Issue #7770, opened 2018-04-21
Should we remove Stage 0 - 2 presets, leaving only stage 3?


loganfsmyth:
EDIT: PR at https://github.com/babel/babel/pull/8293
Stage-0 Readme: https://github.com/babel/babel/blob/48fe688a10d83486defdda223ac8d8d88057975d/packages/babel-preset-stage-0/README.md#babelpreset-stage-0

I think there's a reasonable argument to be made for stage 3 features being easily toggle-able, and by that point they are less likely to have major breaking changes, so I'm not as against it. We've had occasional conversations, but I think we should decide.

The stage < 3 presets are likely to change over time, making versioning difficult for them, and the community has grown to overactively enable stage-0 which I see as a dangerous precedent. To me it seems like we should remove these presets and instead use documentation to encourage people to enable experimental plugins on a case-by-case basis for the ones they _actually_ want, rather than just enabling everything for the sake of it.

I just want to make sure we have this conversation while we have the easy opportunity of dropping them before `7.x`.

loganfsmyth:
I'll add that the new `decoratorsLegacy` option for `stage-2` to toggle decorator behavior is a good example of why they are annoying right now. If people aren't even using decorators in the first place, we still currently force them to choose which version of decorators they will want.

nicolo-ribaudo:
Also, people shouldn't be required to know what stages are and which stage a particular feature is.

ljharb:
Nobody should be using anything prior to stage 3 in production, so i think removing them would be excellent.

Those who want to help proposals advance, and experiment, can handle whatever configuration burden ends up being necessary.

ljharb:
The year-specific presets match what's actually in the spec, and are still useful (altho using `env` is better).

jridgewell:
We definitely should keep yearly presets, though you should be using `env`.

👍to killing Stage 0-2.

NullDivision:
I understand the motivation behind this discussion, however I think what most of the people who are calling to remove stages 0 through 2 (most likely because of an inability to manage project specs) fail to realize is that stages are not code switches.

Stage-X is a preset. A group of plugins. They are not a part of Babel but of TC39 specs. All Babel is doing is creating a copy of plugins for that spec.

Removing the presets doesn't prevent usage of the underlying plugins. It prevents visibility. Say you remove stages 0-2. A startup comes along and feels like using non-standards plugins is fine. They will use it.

**The task**
Each record is to be transcribed exactly and in full.

**Answer section**
Issue #7770, opened 2018-04-21
Should we remove Stage 0 - 2 presets, leaving only stage 3?


loganfsmyth:
EDIT: PR at https://github.com/babel/babel/pull/8293
Stage-0 Readme: https://github.com/babel/babel/blob/48fe688a10d83486defdda223ac8d8d88057975d/packages/babel-preset-stage-0/README.md#babelpreset-stage-0

I think there's a reasonable argument to be made for stage 3 features being easily toggle-able, and by that point they are less likely to have major breaking changes, so I'm not as against it. We've had occasional conversations, but I think we should decide.

The stage < 3 presets are likely to change over time, making versioning difficult for them, and the community has grown to overactively enable stage-0 which I see as a dangerous precedent. To me it seems like we should remove these presets and instead use documentation to encourage people to enable experimental plugins on a case-by-case basis for the ones they _actually_ want, rather than just enabling everything for the sake of it.

I just want to make sure we have this conversation while we have the easy opportunity of dropping them before `7.x`.

loganfsmyth:
I'll add that the new `decoratorsLegacy` option for `stage-2` to toggle decorator behavior is a good example of why they are annoying right now. If people aren't even using decorators in the first place, we still currently force them to choose which version of decorators they will want.

nicolo-ribaudo:
Also, people shouldn't be required to know what stages are and which stage a particular feature is.

ljharb:
Nobody should be using anything prior to stage 3 in production, so i think removing them would be excellent.

Those who want to help proposals advance, and experiment, can handle whatever configuration burden ends up being necessary.

ljharb:
The year-specific presets match what's actually in the spec, and are still useful (altho using `env` is better).

jridgewell:
We definitely should keep yearly presets, though you should be using `env`.

👍to killing Stage 0-2.

NullDivision:
I understand the motivation behind this discussion, however I think what most of the people who are calling to remove stages 0 through 2 (most likely because of an inability to manage project specs) fail to realize is that stages are not code switches.

Stage-X is a preset. A group of plugins. They are not a part of Babel but of TC39 specs. All Babel is doing is creating a copy of plugins for that spec.

Removing the presets doesn't prevent usage of the underlying plugins. It prevents visibility. Say you remove stages 0-2. A startup comes along and feels like using non-standards plugins is fine. They will use it.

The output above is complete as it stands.